Care from healthcare professionals
Whether you have just been diagnosed or had diabetes for some time it is important that you get the right support for managing your diabetes. This will help to ensure that your diabetes, blood pressure and blood fats are all kept in check, as well as detecting any early signs of complications so that they can be caught and treated successfully.
Your diabetes team will monitor your diabetes control, and you should have a full diabetes check at least once a year.
This check is referred to as your annual diabetes review: its purpose is to check for early signs of complications and to enable you to lead a healthy life. The annual review consists of a few tests, often on different days, and with different healthcare professionals.
As part of your annual review, it is important that you receive a quality foot check from a properly trained person. Find out more about what to expect at your annual foot check.
Getting the most out of your appointments
- decide what you need to know
- write down the points you want to raise
- bring your blood glucose meter and results record with you, if you test
- bring any news features/stories or research that you have any questions about.

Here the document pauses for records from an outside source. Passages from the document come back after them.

PR #37, opened 2019-09-19
RFC: Prototypes

### LINKED ISSUE #7: Reusable tasks

vito:
[Rendered](https://github.com/vito/rfcs/tree/prototypes/037-prototypes/proposal.md)

fixes #7 
supercedes #24


037-prototypes/proposal.md
```diff
@@ -0,0 +1,544 @@
...
+  // Path to a file into which the message handler must write its response.
+  ResponsePath string `json:"response_path"`
+}
+
+// MessageResponse is written to the `response_path` for each object returned
+// by the message. Multiple responses may be written to the same file,
+// concatenated as a JSON stream.
+type MessageResponse struct {
+  // The identifying properties for the object.
+  Object Object `json:"object"`
```
cirocosta: I wonder if there's room for a typed "error" in the `MessageResponse` 🤔 

E.g., if a `git` prototype receives a check message that asks for versions of a `svn` "repository", it could report back that error in the form of a typed "error" that could be gracefully interpreted 🤔 

or, at least a base "error prototype" that can be identified as an error but augmented however one sees fit

037-prototypes/proposal.md
```diff
@@ -0,0 +1,544 @@
...
+  Value string `json:"value"`
+}
+```
+
+
+## Prototype Info
+
+Prior to sending any message, the default command (i.e.
+[`CMD`](https://docs.docker.com/engine/reference/builder/#cmd)) for the image
+will be executed with an `InfoRequest` piped to `stdin`. This request contains
```
cirocosta: I wonder if if we broke from the current flow of piping into `stdin` and writing to `stdout`, things would be simpler when it comes to systems where it's easy to put things on the filesystem (and read results from it later) - 👀 k8s runtime.

maybe this is totally crazy, but, could we even argue that perhaps the process boundary is not the right one? (this is from someone who has been reading about https://github.com/fastly/lucet 😅 where sandboxing/"containerizing" happens within the same process)

037-prototypes/proposal.md
```diff
@@ -0,0 +1,467 @@
...
+specifies the prototype interface version that the prototype conforms to, an
+optional icon to show in the UI, and the messages supported by the given
+object.
+
+### Example **info** request/response
+
+Request sent to `stdin`:
+
+```json
+{ "object": { "uri": "https://github.com/concourse/concourse" } }
```
ari-becker: It's unclear to me where the `uri` field is coming from (specifically for an `InfoRequest`)? If there's any such field to be passed, wouldn't it be something more akin to `ATC_EXTERNAL_URL`? What about the other environment variables that Concourse sets today for `get/put` messages - why are these messages special in that they would receive environment variables that other messages don't receive?

vito: The `object` field is a black box object. In this case it's similar to the `source:` of a `git` resource in a pipeline. It is not the ATC external URL. I'll try to clarify this in the doc. Thanks!

037-prototypes/proposal.md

- listen actively – ask questions, give feedback and ask for clarification if you’re unsure of anything
- make notes to help you remember what has been said
- check you’ve covered your list.
- review what’s been said and agreed
- make a note of anything you need to do before your next appointme
Care planning review
The annual diabetes review is an ideal time to have your care planning review. Care planning is a process that should be available to all people with diabetes. It:
- allows you to be more involved in decisions about how your diabetes is managed
- gives you a say in every aspect of the care you get
- helps you to work towards goals that are personal to you
- helps you to work in partnership with your diabetes team.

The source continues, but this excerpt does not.